An investor puts $500 in an account that pays 3% interest compounded annually. Find the account balance after 6 years.
597.026
To find the account balance after 6 years, we can use the formula for compound interest:
A = P(1 + r/n)^(nt)
Where:
A = total amount in the account after the given time period (balance)
P = principal amount (initial investment or deposit)
r = annual interest rate (expressed as a decimal)
n = number of times interest is compounded per year
t = number of years
Given:
P = $500
r = 3% = 0.03 (as a decimal)
n = 1 (annually)
t = 6 years
Plugging in the values into the formula, we get:
A = 500(1 + 0.03/1)^(1*6)
Simplifying further:
A = 500(1 + 0.03)^6
Calculating the exponent:
A = 500(1.03)^6
A = 500(1.191016)
A ≈ $595.51
Therefore, the account balance after 6 years will be approximately $595.51.

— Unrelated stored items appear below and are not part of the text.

PR #2348, opened 2022-03-24
update snackbar component

### LINKED ISSUE #2280: Update the Snackbar component
**AC:**

- [ ] Add rounded corners
- [ ] Make sure we use the proper transition, as per Figma

The goal of this quick task is to introduce a subtle border radius to the Snackbar component, based on the recently added radii design tokens. Designs and docs [can be found here](https://www.figma.com/file/Pf31tuYpozYmpq163U2ho8/Web-components?node-id=4606%3A140876).

image

rafalpawlow:
Closes #2280 

**Design**
https://www.figma.com/file/Pf31tuYpozYmpq163U2ho8/Web-components?node-id=4606%3A140876

### DIFF
--- a/packages/atlas/src/providers/snackbars/snackbar.tsx
+++ b/packages/atlas/src/providers/snackbars/snackbar.tsx
@@ -10,7 +10,7 @@ import {
   SvgAlertsSuccess24,
   SvgAlertsWarning24,
 } from '@/components/_icons'
-import { cVar, sizes, zIndex } from '@/styles'
+import { cVar, media, sizes, zIndex } from '@/styles'
 
 import { SnackbarIconType, useSnackbarStore } from './store'
 
@@ -42,7 +42,7 @@ export const Snackbars: React.FC = () => {
     <SnackbarsContainer>
       <TransitionGroup>
         {snackbars.map(({ id, iconType, onActionClick, onExit, ...snackbarProps }) => (
-          <CSSTransition key={id} timeout={parseInt(cVar('animationTimingFast', true)) * 2} classNames="snackbar">
+          <CSSTransition key={id} timeout={parseInt(cVar('animationTimingMedium', true)) * 2} classNames="snackbar">
             <Snackbar
               {...snackbarProps}
               onActionClick={() => {
@@ -73,8 +73,12 @@ export const SnackbarsContainer = styled.div`
   left: var(--size-sidenav-width-collapsed);
   bottom: ${sizes(18)};
   margin-left: ${sizes(4)};
-  max-width: 360px;
-  width: 100%;
   display: grid;
   z-index: ${zIndex.nearVideoWorkspaceOverlay};
+  width: calc(100% - ${sizes(8)});
+
+  ${media.xs} {
+    width: 100%;
+    max-width: 360px;
+  }
 `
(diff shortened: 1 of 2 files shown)


packages/atlas/src/providers/snackbars/snackbar.tsx
```diff
@@ -42,7 +42,7 @@ export const Snackbars: React.FC = () => {
     <SnackbarsContainer>
       <TransitionGroup>
         {snackbars.map(({ id, iconType, onActionClick, onExit, ...snackbarProps }) => (
-          <CSSTransition key={id} timeout={parseInt(cVar('animationTimingFast', true)) * 2} classNames="snackbar">
+          <CSSTransition key={id} timeout={parseInt(cVar('animationTimingMedium', true)) * 2} classNames="snackbar">
```
drillprop, line 45: Shouldn't we set here `animationTransitionCallout`?

drillprop (changes requested):

packages/atlas/src/providers/snackbars/snackbar.tsx
rafalpawlow: But it's timing property, `animationTransitionCallout` uses `animationTimingMedium`

drillprop: oh, you're right!

drillprop (approved):

kdembler:
LGTM but let's get approval from @toiletgranny on this one

toiletgranny (approved):
**TL;DR**: The implementation of the above-listed changes is flawless, it's good to go, but we should address the lack of _dynamic_ (for the lack of a better word) Snackbar positioning in the near future, because it affects the animation.

---

While the transition animation seems to be correct on paper, it doesn't feel the same when you compare it to what led to us choosing the timing and easing values for this in Figma. You can experience this on yourself [in this prototype](https://www.figma.com/proto/Pf31tuYpozYmpq163U2ho8/Web-components?page-id=6544%3A129802&node-id=6544%3A129803&viewport=400%2C48%2C0.45&scaling=min-zoom&starting-point-node-id=6544%3A129803), if you compare the animation to the one in Storybook. 

There's a very specific reason for that and it's the exaggerated bottom margin in the Snackbar wrapper, compared to Figma designs, where we use `16px` of bottom and left margin. If I remember correctly, this increased margin had to be added to accommodate for displaying Snackbars inside video workspaces which come with the additional bottom footer that's taking some real estate. 

However, the unpleasant consequences of the above are that (a) this is how the Snackbar component is positioned everywhere now (it's not just the video workspace), and that (b) this increased bottom margin messes with the animation easing, specifically: the _overshoot_ that's at the end of the animation. The _overshoot_ in the below graph is what creates the _bouncing_ effect at the end of an animation. Now, how strong and pronounced the bounce effect is depends on (a) how far an element needs to travel and (b) at what time. In Figma, the bounce is soft and subtle because the Snackbar needs to stop only at 16px from the bottom of the screen. In Storybook, as the Snackbar needs to travel a bit further to the top, the bounce at the end is pushy, tactless, and distracting.

CleanShot 2022-03-25 at 11 18 14
 
And this is why I would love us to address the issue of this "dynamic" Snackbar positioning. Because of this, reviewing @rafalpawlow's implementation is a bit tricky today.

To find the account balance after 6 years with compounded interest, we can use the formula for compound interest:
A = P(1 + r/n)^(nt)
Where:
A = Final account balance
P = Principal amount (initial investment)
r = Annual interest rate (as a decimal)
n = Number of times interest is compounded per year
t = Number of years
In this case, the investor puts $500 in the account, the interest rate is 3% (or 0.03 as a decimal), and interest is compounded annually. Thus, we have:
P = $500
r = 0.03
n = 1
t = 6
Substituting these values into the formula, we have:
A = 500(1 + 0.03/1)^(1*6)
Next, we simplify:
A = 500(1 + 0.03)^6
A = 500(1.03)^6
A = 500 * 1.191016
A ≈ $595.51
Therefore, the account balance after 6 years with compounded interest is approximately $595.51.